ML Code Smells: From Specification to Detection
arXiv:2509.20491v2 Announce Type: replace-cross
Abstract: The rapid adoption of Artificial Intelligence (AI) is increasingly realised through Machine Learning (ML) pipelines that integrate data preprocessing, model training, evaluation scripts, and configuration-heavy experimentation code. In these ML-based systems, small and often overlooked implementation choices can silently compromise experimental reproducibility, robustness to data and environment changes, and maintainability. We study ML code smells, recurring implementation patterns that can undermine reproducibility, robustness, and maintainability, for example by inducing silent failures or data leakage. We present SpecDetect4ML, a specification-driven detection tool that combines a declarative Domain-Specific Language (DSL) with a scalable analysis engine backed with Code Property Graphs (CPGs).

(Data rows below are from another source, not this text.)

PR #2827, opened 2026-03-25
feat: Authenticated chat sessions with asymmetric key verification

amikofalvy:
## Summary

Three related features for the Inkeep widget and agent framework:

1. **Authenticated chat sessions** — asymmetric key verification with customer-uploaded public keys
2. **Identity model enhancement** — verified token claims propagation, configurable authZ for global apps
3. **Playground unification** — playground uses the same app-credential auth path as customer widgets

### Authenticated Chat Sessions
- Zod schemas for `PublicKeyConfig`, `WebClientAuthConfig`
- Public key validation utility (algorithm allowlist, min key sizes, private key rejection)
- Key management API (`POST/GET/DELETE /apps/{appId}/auth-keys`)
- Asymmetric JWT verification in `tryAppCredentialAuth`
- Token requirements: `kid` (header), `sub`, `exp`, `iat` required. 24h max lifetime. 60s clock skew.
- Conversation identity: `userId` from verified `sub` claim
- Manage UI: auth keys section on app edit page
- Dual-mode support: apps with auth keys can still serve anonymous sessions (`allowAnonymous` flag, default true)

### Identity Model
- **Verified claims**: non-standard JWT claims extracted and propagated to `BaseExecutionContext.metadata.verifiedClaims` (runtime) and `conversations.metadata.verifiedClaims` (persisted)
- **Strict separation**: verified claims (signed) kept separate from unverified `userProperties` (client-side)
- **1KB limit** on verified claims
- **`validateScopeClaims`**: global apps can opt into SpiceDB validation of tid/pid claims
- **`buildConversationMetadata` helper**: shared function for conversation metadata construction

### Playground Unification
- Global app (`app_playground`) with `validateScopeClaims: true`
- Playground token endpoint signs JWTs in app-credential format (`kid`, `tid`/`pid`/`agentId` claims)
- Chat widget uses `x-inkeep-app-id` header (same path as customer widgets)
- PoW bypassed for authenticated sessions (JWT is the anti-abuse gate)

## Key Design Decisions

| Decision | Rationale |
|----------|-----------|
| Asymmetric keys (not HS256) | No secrets on Inkeep. Unilateral key rotation. |
| Customer-uploaded public keys (not JWKS) | No hosting requirement. No network dependency. |
| Framework doesn't distinguish internal/external users | `sub` is always `endUserId`. `apiKeyId` identifies the source app. |
| Verified claims separate from userProperties | Different trust levels — signed token data vs. unverified client data |
| Global app SpiceDB validation is opt-in | Not all global apps need authZ checks — configurable via `validateScopeClaims` |
| Dual-mode (anon + auth) default on | Apps with auth keys still serve anonymous sessions unless `allowAnonymous: false` |

## Specs
- `specs/2026-03-23-authenticated-chat-sessions/SPEC.md`
- `specs/2026-03-26-identity-model-redesign/SPEC.md`

### DIFF
--- a/agents-api/__snapshots__/openapi.json
+++ b/agents-api/__snapshots__/openapi.json
@@ -10559,6 +10559,9 @@
       },
       "WebClientAuthConfig": {
         "properties": {
+          "allowAnonymous": {
+            "type": "boolean"
+          },
           "audience": {
             "type": "string"
           },
@@ -10569,6 +10572,9 @@
             },
             "maxItems": 5,
             "type": "array"
+          },
+          "validateScopeClaims": {
+            "type": "boolean"
           }
         },
         "type": "object"


agents-api/src/domains/manage/routes/appAuthKeys.ts
```diff
@@ -0,0 +1,274 @@
...
+  kid: z.string().min(1),
+});
+
+const AddPublicKeyBodySchema = z
+  .object({
+    kid: z.string().min(1).describe('Key identifier'),
+    publicKey: z.string().min(1).describe('PEM-encoded public key'),
+    algorithm: PublicKeyAlgorithmSchema.describe('Signing algorithm'),
+  })
+  .openapi('AddPublicKeyRequest');
```
amikofalvy: This is duplicate schema definition. We should already have defined this schema in validation/schemas.ts or in the same place that we define the schema for the db

agents-api/src/domains/manage/routes/appAuthKeys.ts
```diff
@@ -0,0 +1,274 @@
...
+          },
+        },
+      },
+      ...commonGetErrorResponses,
+    },
+  }),
+  async (c) => {
+    const { tenantId, projectId, appId } = c.req.valid('param');
+
+    const appRecord = await getAppByIdForProject(runDbClient)({
```
amikofalvy: One of the main benefits of drizzle orm (powers our DAL) is to write performant fetches. I think we should create a new DAL fetch function that only gets the keys needed instead of the entire appRecord. If we need any more of these functions in this route, please create them

agents-api/src/domains/run/routes/chat.ts
```diff
@@ -253,6 +257,9 @@ app.openapi(chatCompletionsRoute, async (c) => {
         activeSubAgentId: defaultSubAgentId,
         ref: executionContext.resolvedRef,
         userId: executionContext.metadata?.endUserId,
```
amikofalvy, line 267: Third party userIds should be independently tracked. I think we reserve the existing userId for inkeep userIds

agents-api/src/middleware/runAuth.ts
```diff
@@ -501,14 +592,20 @@ async function tryAppCredentialAuth(reqData: RequestData): Promise<AuthAttempt>
   }
 
   let endUserId: string | undefined;
-  let authMethod: 'app_credential_web_client' | 'app_credential_api';
+  let authMethod:
+    | 'app_credential_web_client'
+    | 'app_credential_api'
+    | 'app_credential_web_client_authenticated';
```
amikofalvy, line 603: duplicated types. Should reuse from elsewhere (zod infer?)

agents-api/src/domains/run/routes/chatDataStream.ts
```diff
@@ -252,6 +256,18 @@ app.openapi(chatDataStreamRoute, async (c) => {
           ref: executionContext.resolvedRef,
           agentId: agentId,
           userId: executionContext.metadata?.endUserId,
+          ...(body.userProperties || executionContext.metadata?.endUserId
```
amikofalvy: externalMetadata and internalMetadata.


Thinking through the Slack Work App:
- globalApp how does metadata get passed as external or internal?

Unlike the state-of-the-art (SOTA) analysers that rely on hand-coded, per-rule local pattern checks, our DSL expresses smells as executable specifications via reusable predicates, while the CPG analysis enables project-level reasoning over syntactic, control-flow, and data-flow relations. This CPG reasoning outperforms Abstract Syntax Tree (AST)-only analysers while remaining scalable and practical in analysis time. We specified 22 ML code smells and evaluated SpecDetect4ML on 890 ML-based systems. SpecDetect4ML achieves 95.82% precision and 88.14% recall on a unified ground truth, outperforming SOTA analysers in both effectiveness and coverage, providing an extensible foundation for detecting non-local, flow-dependent ML code smells.